In The Benefits of Quantum Forecasting, published this month, PwC argues that the mathematical principles underpinning quantum computing offer a useful framework for modelling complex, high-dimensional systems that are increasingly stretching the limits of classical computing.
The uncertainty context
The paper opens with a wider frame. The World Uncertainty Index, an IMF-backed measure of geopolitical and macroeconomic volatility, sits at its highest level since records began. For South African organisations, that translates into climate-related risks, energy and infrastructure constraints, fluctuating commodity prices, and growing pressure on financial services and insurers.
Uncertainty is no longer an occasional disruption; it is the context in which all major business decisions are now made. The organisations that will succeed are not those that try to eliminate uncertainty, but those that build stronger capabilities to understand it, quantify it, and act on it with confidence.
Nico Vlok, Tech Strategy and Architecture Leader, PwC South Africa
Where classical methods are running out of room
Industries such as banking, insurance, energy, mining, agriculture, and manufacturing rely heavily on probability modelling and scenario forecasting. Techniques like Monte Carlo simulations underpin routine risk metrics such as Value at Risk (VaR) and Conditional Value at Risk (CVaR). However, PwC argues that as economies and financial systems become more interconnected and more correlated, classical computing faces diminishing returns for rare but high-impact events, the “tails” of a distribution where the biggest losses sit.

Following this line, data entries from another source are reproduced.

PR #188, opened 2026-06-24
Isolated Processes 9: Repair ProcessReader API

marti4d:


marti4d:
@afranchuk I also can't add you as a reviewer for whatever reason, but... Tada! 🎉

crates/process-reader/src/linux/error.rs
afranchuk, line 1: Any reason to avoid `thiserror` (it is `no_std`)? I don't mind them being written out, I'm just curious. I keep wishing they'd just include it in `core`, but that's not likely to happen.

crates/process-reader/src/linux/mod.rs
```diff
@@ -0,0 +1,473 @@
...
+    ///
+    /// # Errors
+    ///
+    /// Returns [`ReadError`] if the selected strategy reports an error, or if
+    /// automatic strategy selection cannot get any strategy to return success.
+    ///
+    /// A failed read may have partially overwritten `buf`, and the error does not
+    /// report how many bytes were copied before the failure. Callers should not
+    /// rely on the contents of `buf` after an error.
+    pub fn read_at(&self, address: usize, buf: &mut [u8]) -> Result<usize, ReadError> {
```
afranchuk, line 342: Maybe add a convenience `read_exact_at` for the common case where you want to fill the buffer?

crates/process-reader/src/linux/wrapper.rs
```diff
@@ -0,0 +1,107 @@
...
+        }
+    }
+}
+
+impl Drop for File {
+    fn drop(&mut self) {
+        unsafe {
+            let rv = libc::close(self.0);
+            if rv == -1 {
+                // Not much we can really do here
```
afranchuk, line 85: You could add the `log` crate, but since this is the only such place that has a "dead-end", it's unnecessary. You could also add an explicit, fallible `File::close()` method, but again, probably unnecessary for our needs.

crates/process-reader/Cargo.toml
```diff
@@ -0,0 +1,14 @@
+[package]
+name = "process-reader"
```
afranchuk, line 2: Since this crate is intended for only linux and android, I'd call this `process-reader-linux`.

Or: broaden the scope of the crate, move this out of the `linux` subdirectory, and leave macos/windows impls empty for the moment (those could be moved from `minidump_writer` later).

src/linux/process_inspection/mod.rs
```diff
@@ -21,53 +19,58 @@ pub mod process_reader;
 #[derive(Debug)]
 pub struct ProcessInspector {
     pid: libc::pid_t,
-    process_reader: ProcessReader,
-    backend: Rc<Backend>,
+    backend: Backend,
 }
 
 #[derive(Debug)]
 pub enum Backend {
```
afranchuk, line 26: For the methods that are expected to be the same on each backend, lifting them to `impl Backend` itself will consolidate the `match`es to once place instead of each call site (and it'll also give a minimum template for the requirements of each backend).

afranchuk (changes requested):
This looks great! Let's rename or broaden the `process-reader` crate.

crates/process-reader/src/linux/error.rs
marti4d: Not a big deal either way -- I know some people in the Rust community get a little bit like "What? You're going to make me use proc macros and increase my compile time by a bunch just so you can avoid writing a handful of error strings?"

... But yeah, I agree that `thiserror` should just being in the dang standard library lol. I dunno -- If you think I should do just use `thiserror` then I'll do it, but... I've already done the work.

crates/process-reader/src/linux/wrapper.rs
marti4d: FWIW I had the exact same thought, and I think I even did this in my `libc` wrappers elsewhere in the code.

Again it was really just about avoiding a dependency just for a one-liner.

crates/process-reader/Cargo.toml
marti4d: Ah -- Yeah, good point for sure. I think I will move it up a directory and we can eventually add other implementations to it :)

src/linux/process_inspection/mod.rs
marti4d: It's not up for review yet, but I've already destroyed all of this and replaced it with a trait object. But yeah, point taken that if I was going to keep it like that, I could at-least make it a little less "explosion of match statements everywhere" that way.

crates/process-reader/src/linux/error.rs
afranchuk: Nah, it's already all written out :shrug:

src/linux/process_inspection/mod.rs
afranchuk: Ah good, I was wondering where the trait object that you had mentioned before ended up!

crates/process-reader/Cargo.toml
marti4d: Done!

crates/process-reader/src/linux/mod.rs
marti4d: Yep yep -- Good idea. Done!

marti4d:
@gabrielesvelto This should be a pretty quick review, since Alex has already approved it :)

crates/process-reader/src/lib.rs
```diff
@@ -0,0 +1,7 @@
+#![no_std]
+
+#[cfg(any(target_os = "linux", target_os = "android"))]
+pub use linux::*;
+
+#[cfg(any(target_os = "linux", target_os = "android"))]
+mod linux;
```
afranchuk: I usually do something like the following, which avoids the duplicated `cfg`s.
```
#[cfg_attr(any(target_os = "linux", target_os = "android"), path = "linux/mod.rs")]
mod platform;

pub use platform::*;
```

afranchuk (approved):

gabrielesvelto:
Looking at this now. I assume it obsoletes PR https://github.com/rust-minidump/minidump-writer/pull/187 right?

gabrielesvelto (approved):
LGTM, thanks to both of you

crates/process-reader/src/lib.rs
marti4d: Ah -- Good call! It's funny - I've seen this done in other code dozens of times and never internalized it, but yeah... This is way better. Done!

PR #190, opened 2026-07-15
Move crash-context to this repo

Jake-Shadle:
It makes much more sense for crash-context to live here since it's so closely tied to minidump-writer, in addition to the work of adding a new platform to it requiring work in minidump-writer as well before it is actually useful.


gabrielesvelto (approved):
LGTM. Thanks this will make our lives simpler!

The scale of that tail exposure is sizeable. Natural catastrophe events alone produced an estimated $318 billion in economic losses globally in 2024, with only 43 per cent insured. That leaves a $181 billion protection gap that re-insurers and sovereign risk pools are trying to close.

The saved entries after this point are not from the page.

PR #194, opened 2026-07-21
tests: allow testing on arm64 Android emulators

schopin-mozilla:
This is notably useful when using an Apple Silicon machine for development.

### DIFF
--- a/src/linux/dumper_cpu_info/arm.rs
+++ b/src/linux/dumper_cpu_info/arm.rs
@@ -1,6 +1,7 @@
 use {
     super::{CpuInfoError, ProcessInspector},
     crate::minidump_format::*,
+    failspot::failspot,
     scroll::Pwrite,
     std::{
         collections::HashSet,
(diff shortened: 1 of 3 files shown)


src/linux/dumper_cpu_info/arm.rs
```diff
@@ -191,9 +192,17 @@ pub fn write_cpu_information(
...
+    }
+
     let cpuinfo_file = match process_inspector.read_file("/proc/cpuinfo") {
         Ok(x) => x,
-        Err(_) => {
+        Err(e) => {
+            // Surface a failspot-injected failure as a soft error.
+            if failspot!(CpuInfoFileOpen) {
+                return Err(CpuInfoError::ReadFileError(e));
+            }
```
marti4d: Ah, this is interesting -- I did not notice before that we swallow the error here on ARM but not on x86.

I think this comment is stale, actually, and it's fine to just unconditionally return the error now. You can see in the [x86 version of this](https://github.com/rust-minidump/minidump-writer/blob/main/src/linux/dumper_cpu_info/x86.rs#L52) that we've just flattened it to a `?` operator.

And the reason we can do that is because [we always treat this function failing as a soft error](https://github.com/rust-minidump/minidump-writer/blob/main/src/linux/minidump_writer/systeminfo_stream.rs#L35). That wasn't always the case, but it is now.

marti4d (changes requested):

src/linux/dumper_cpu_info/arm.rs
schopin-mozilla: II'm guessing that I first wrote the patch against an old version of main, since it was to test #151. This should now be fixed, I aligned the code with the x86 version.

marti4d (approved):
LGTM! Okay if I merge this, @schopin-mozilla?

schopin-mozilla:
I'm hoping you will, since I can't 😉

Jake-Shadle (approved):

schopin-mozilla:
The formatting should be fixed now.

What hybrid quantum actually means
The paper is explicit that full-scale, fault-tolerant quantum computing is not here yet. Instead, PwC highlights hybrid quantum-classical approaches, in which a small part of a computation, typically the hardest to run on classical machines, is offloaded to a quantum processor, while data handling, governance, and validation remain on classical systems.
One concrete example is Quantum Amplitude Estimation (QAE), a technique that can, in theory, reduce the sampling effort required to achieve high statistical confidence in a rare-event probability estimate. For insurers and pension funds, that kind of efficiency could compress the cost of running VaR or CVaR models against increasingly complex climate and credit scenarios.
We are still in the early stages of quantum computing, and significant technical challenges remain. However, hybrid approaches allow organisations to start exploring where incremental value might emerge, without waiting for fully fault-tolerant quantum hardware.
Nico Vlok
A readiness question, not a hardware one
PwC frames quantum readiness as primarily a people, processes, and problem-selection question rather than an imminent hardware purchase. The firm’s position is that the window for careful early exploration, including quantum literacy programmes, controlled experimentation, and governance design, is now, well before the hardware is deployable at scale. Organisations that wait, the paper suggests, risk being caught flat-footed by competitors that have already done the groundwork by the time the technology is production-ready.